== Task item ==
How many lines in the records below contain "that"? Answer with the number alone.

== Data for processing ==
#####
PR #115, opened 2021-06-22
3 cleanup tasks (flowgraph/tests)

zbanks:
In order by commits. The tests were re-blessed after each change, so you can see the results of each code change.

- Fix `run_tests.py` to find rodata/data for Paper Mario
    - Now papermario tests pass that depend on rodata, like `func_8013AA9C`, don't error out. (This doesn't show up in the repo though)
- `if (A) { B; } else { goto C; }` --> `if (!A) { goto C; } B;`
    - Could be `goto C;` or `return C;` -- as long as the body ends in a jump.
    - Output structure changes in some cases; `B` clause unindented by one.
    - The `andor-mixed` test (and `render_models` in Paper Mario) have (imo) more readable flow with `if (...) { goto ...; }` up front. The `goto`s are all now _forward_ jumps in the C source.
    - I pushed some logic out of `Body.add_if_else()` into `IfElseStatement.format()` because it requires the body to be built: the checks for the `sub_if` work "outside-in" so the outermost `IfElseStatement` needs to be built & processed first.
         - One minor downside is that now this logic comes *after* `elide_empty_returns()` is applied -- but I think this isn't too bad in practice.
#####
== Answer to the exercise ==
2